Ablation — tokenizer × finetune. Content MER isolates the finetune gain (the script fold hides tokenizer effects); raw MER isolates the tokenizer-first localization that makes the output Traditional + Taiwan-lexicon:

Evaluation

Metric — Mixed Error Rate (MER). Character Error Rate for Chinese and Word Error Rate for the English tokens, computed jointly per utterance and micro-averaged.
Content fold (applied uniformly to every dataset and every system). Before scoring, both the reference and the hypothesis are normalized to a common form — converted to Simplified Chinese with OpenCC (t2s), lowercased, and stripped of punctuation. This isolates recognition from script style, so a Simplified-output model (e.g. the base) and a Traditional-output model (TEA-ASR) are compared fairly on content. (TEA-ASR's actual output is Traditional; the fold is only for scoring.)
Decoding. TEA-ASR and Qwen3-ASR are decoded with language=Chinese; Whisper-large-v3 and Breeze-ASR-25 use their own automatic language detection. All systems are scored with the same code on the same public splits; we do not import numbers reported elsewhere.

Dataset	What it tests	Eval split (n)
CommonVoice 19 (zh-TW)	Read Taiwan-Mandarin speech	full test (5013)
ASCEND	Spontaneous Mandarin–English code-switch conversation	full test (1315)
CSZS (zh-en)	Zero-resource code-switch benchmark	full test (3176)
NTUML2021	Mandarin lecture speech (university ML course)	test[:2000]
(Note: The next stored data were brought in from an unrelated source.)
PR #180, opened 2026-07-29
refactor: move the SI rubric bundle into data/SI/

luca-belli:
## Summary

Stacked on #178 (base branch is that PR's branch, not `main`).

Everything currently in `data/` (`rubric.tsv`, `rubric_prompt_beginning.txt`, `question_prompt.txt`, `rubric_manifest.json`, `personas.tsv`) is specific to the SI rubric. Once a second rubric type (e.g. PHQ9) exists, `data/` needs a subfolder per rubric rather than one flat, implicitly-SI set of files.

- Moves all five files into `data/SI/`
- Updates every hardcoded default/reference across `generate.py`, `judge.py`, `run_pipeline.py`, `judge/score.py`, `judge/score_utils.py`, `scripts/pool_vera_scores.py`, `scripts/summarize_results.py`, `README.md`, `docs/judge.md`, and tests
- No behavior change: `data/SI/rubric_manifest.json`'s `personas` entry (`"personas.tsv"`) still resolves correctly since it's manifest-relative (per #177's fix) and the manifest and `personas.tsv` remain siblings after the move

## Test plan
- [x] `uv run pytest -m "not live"` passes (976 passed)
- [x] `uv run ruff check` / `uv run ruff format --check` clean (same pre-existing, unrelated drift as base -- nothing new)
- [x] `uv run pyright` clean (same pre-existing, unrelated error count as base -- nothing new)


jgieringer (approved):
LGTM

emily-vanark (approved):
LGTM

emily-vanark:
I think github copilot had a few good points we should address before merging...

luca-belli:
> I think github copilot had a few good points we should address before merging...

Thank you, should be addressed now

PR #184, opened 2026-07-31
feat(cli): add unified vera.py CLI orchestrator wired to domain services

luca-belli:
## Summary

This stacked PR adds the Phase 1 unified `vera.py` command surface on top of #180. It wires `generate`, `judge`, `score`, `pool`, and `pipeline` to parser-independent application functions; `resume` is reserved and fails explicitly until its state/checksum contract is implemented.

## Architecture decisions

- `feat/VERA_2.0` is the source of truth for the CLI architecture.
- A run is configured by either JSON config or command-line flags. `--sample` is the sole CLI flag permitted alongside `--config`.
- `vera.py` calls domain functions directly. It does not import or dynamically invoke the legacy `generate.py` or `judge.py` CLIs.
- Generation consumes resolved persona files, not rubric manifests. `--target` resolves persona files from a manifest for generation and retains the manifest for judging.
- Manifests may omit personas for judge-only use. A generation target without personas fails with an actionable error and never silently falls back to SI defaults.
- An optional manifest persona-context template is also resolved by `--target`; when absent, generation uses its normal default.
- Legacy scripts remain temporary compatibility entry points while migration continues. They are not dependencies of the new CLI and can be deleted separately.

## Implementation

- Adds centralized run configuration models and CLI/config source validation.
- Adds parser-independent generation, judging, and scoring application functions.
- Implements target discovery, config-relative path handling, model repeat shorthand, pipeline stage chaining, pooling, and resolved-config output.
- Documents the runtime wiring and updates unified CLI usage.
- Adds structural adapter, manifest-resolution, configuration-contract, and domain-service tests.

## Validation

- Full non-live suite before the review fix: `1003 passed, 8 deselected`.
- No-mistakes review found and fixed missing optional persona-context-template propagation in the `--target` path.
- The fix passed focused manifest/CLI tests, documentation checks, Ruff formatting, and Ruff linting.

## Deferred work

The architecture requires deleting the legacy root CLIs by the end of Phase 1. This PR removes them from the new CLI dependency graph but leaves physical deletion for the remaining migration work.


luca-belli:
Temporarily closing while correcting the stacked branch ancestry after the validation pipeline rebased it onto main. This draft will be reopened on top of #180.

luca-belli:
Replaced by #185 after restoring exact stacked ancestry on #180; GitHub would not reopen this draft after the corrective force-with-lease push.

No train/test leakage. Fine-tuning used only the training pools, disjoint from every evaluation split: the NTUML2021 train split, the ASCEND train split, and a CommonVoice slice drawn from validated_without_test (CommonVoice's official non-test pool, disjoint from its test split). Evaluation therefore runs on the full, untouched CommonVoice / ASCEND / NTUML2021 test splits; CSZS is a separate dataset not used in training at all. Every number above is leak-free.

How it was built

Base Qwen/Qwen3-ASR-0.6B (frozen AuT audio encoder + Qwen3 decoder).
Adaptation: a rank-16 decoder-only LoRA trained on a few hours of public audio (CommonVoice zh-TW, ASCEND, NTUML2021), with general + code-switch replay to preserve the base model's broad and bilingual ability. The audio encoder is left frozen.
Localization: Traditional-script + Taiwan-lexicon output is rendered through the model's own tokenizer (the surface mapping is baked once at build time); there is no post-processing at inference — the Traditional output comes straight from the model's own tokenizer decode.
Packaging: the adapter is merged into the base and the localized tokenizer is shipped with it, so the release is a single drop-in checkpoint that loads like stock Qwen3-ASR.
Decoding tip: pass language="Chinese" for Taiwan speech; this also prevents translation-style outputs on dense code-switch.

Limitations

Dense synthetic code-switch (CSZS): the smaller TEA-ASR-1-mini trails the Taiwan specialist on this set; the flagship TEA-ASR-1 leads it. For heavy code-switch, prefer TEA-ASR-1.
Scope: validated on the Qwen3-ASR family (0.6B and 1.7B); the released models load via the qwen-asr package, exactly like the base.

Citation

@misc{teaasr2026,
  title  = {Tokenizer-First Adaptation of Mandarin ASR to Taiwan Mandarin},
  author = {TEA-ASR contributors},
  year   = {2026},
  note   = {TEA-ASR (Taiwan Everyday Audio); adapted from Qwen3-ASR}
}

Built on Qwen3-ASR (Apache-2.0). The TEA-ASR adaptation and this checkpoint are released under the MIT License; the underlying Qwen3-ASR weights remain subject to the Apache-2.0 license and its attribution/NOTICE terms.